One of the goals of the present study was to assess the role of MR signaling in the maintenance of alcohol self-administration using the MR antagonist spironolactone. Another goal of this study was to examine the effects of spironolactone on behavior under extinction conditions. To do this, probe extinction tests were used in which the cues associated with the reinforcer were presented, but alcohol delivery was withheld. This test allows for the examination of the persistence of responding in the presence of drug- associated cues, but absence of the primary reinforcer, which is an important feature of drug seeking behavior. Based on the literature, we hypothesized that MR antagonism would reduce alcohol self-administration, the persistence of non-reinforced alcohol responding. We also hypothesized that females would be more sensitive to this MR antagonism given greater behavioral response to MR knockout as well as documented HPA axis dimorphism (Ter Horst et al., 2012, Bangasser and Valentino, 2014). To test this hypothesis male and female Long-Evans rats were trained to self-administer a sweetened alcohol solution (15% (v/v) alcohol + 2% (w/v) sucrose) and administered spironolactone prior to alcohol self-administration and probe extinction sessions. Furthermore, to explore the specificity of this effect to an alcohol reinforcer, spironolactone was tested in a separate group of male and female Long-Evans rats trained on sucrose self-administration. Together with recent studies implicating MR signaling in alcohol drinking behavior, these findings suggest that the MR may be an important avenue for research in the alcohol field.

Materials and Methods

Animals

38 adult Long-Evans rats (19 male/19 female) were single housed under a 12h light/dark cycle (7am/pm). All experiments were conducted during the light cycle. Animals were continuously monitored and cared for by the veterinary staff of the UNC-Chapel Hill Division of Comparative Medicine. All procedures were carried out in accordance with the NIH Guide for Care and Use of Laboratory Animals and institutional guidelines.

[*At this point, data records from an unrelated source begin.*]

PR #2952, opened 2018-03-23
Mesh_3, T2, T3: fix dependencies by moving files

lrineau:
## Summary of Changes

Before the patch Mesh_3 was dependent on Surface_mesh. And the split between TDS_23 and Triangulation_23 was wrong.

## Release Management

* Affected package(s): T2, T3, Mesh_3


lrineau:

All protocols were approved by the UNC Institutional Animal Care and Use Committee (IACUC). UNC-Chapel Hill is accredited by the Association for Assessment and Accreditation of Laboratory Animal Care (AAALAC).

Apparatus

Self-administration was conducted in operant chambers (Med Associates, Georgia, VT) located within sound-attenuating cabinets equipped with an exhaust fan to provide ventilation and mask outside noise. Chambers were equipped with two retractable levers on opposite sides of the chamber (left and right), and a cue light was located above each lever. When the response requirement was met on the left (active) lever, a cue light (directly above the lever) and a stimulus tone were presented for the duration of the alcohol reinforcer delivery (0.1mL of solution into a well on the left side of the chamber across 1.66s). Responding during reinforcer delivery and on the right (inactive) lever was recorded, but had no programmed consequences. Chambers were also equipped with 4 parallel infrared beams across the bar floor to measure general locomotor activity throughout the session. The number of beam breaks for the entire session was collected and this total was divided by the session length (30 min) to represent the locomotor rate (beam breaks/min).

Alcohol self-administration training

Rats were trained to self-administer a 15% (v/v) alcohol + 2% (w/v) sucrose solution (15A/2S) on a fixed ratio 2 (FR2) schedule of reinforcement in 30 minute sessions, five days a week (M-F) via sucrose fading as described in (Randall et al., 2017). Sucrose fading began with self-administration of 10% sucrose (10S), then 2A/10S, 5A/10S, 10A/10S, 10A/5S, 15A/5S, 15A/2S on subsequent sessions, 5 sessions of 15A, and then remained at 15A/2S for the duration of training. A sweetened alcohol reinforcer was used as we find this results in stable alcohol self-administration in these long-term studies (Randall et al., 2015, Randall et al., 2017, Jaramillo et al., 2018). Rats that did not consistently self-administer at least 0.4 g/kg alcohol were excluded, there were two male rats that did not meet this criterion and were not included in this study. Rats had approximately 4 months of self-administration training and were used in an unrelated non- drug study (i.e., involved exposure to a single stressor and self-administration was unaltered (unpublished)) a month prior to the initiation of this study.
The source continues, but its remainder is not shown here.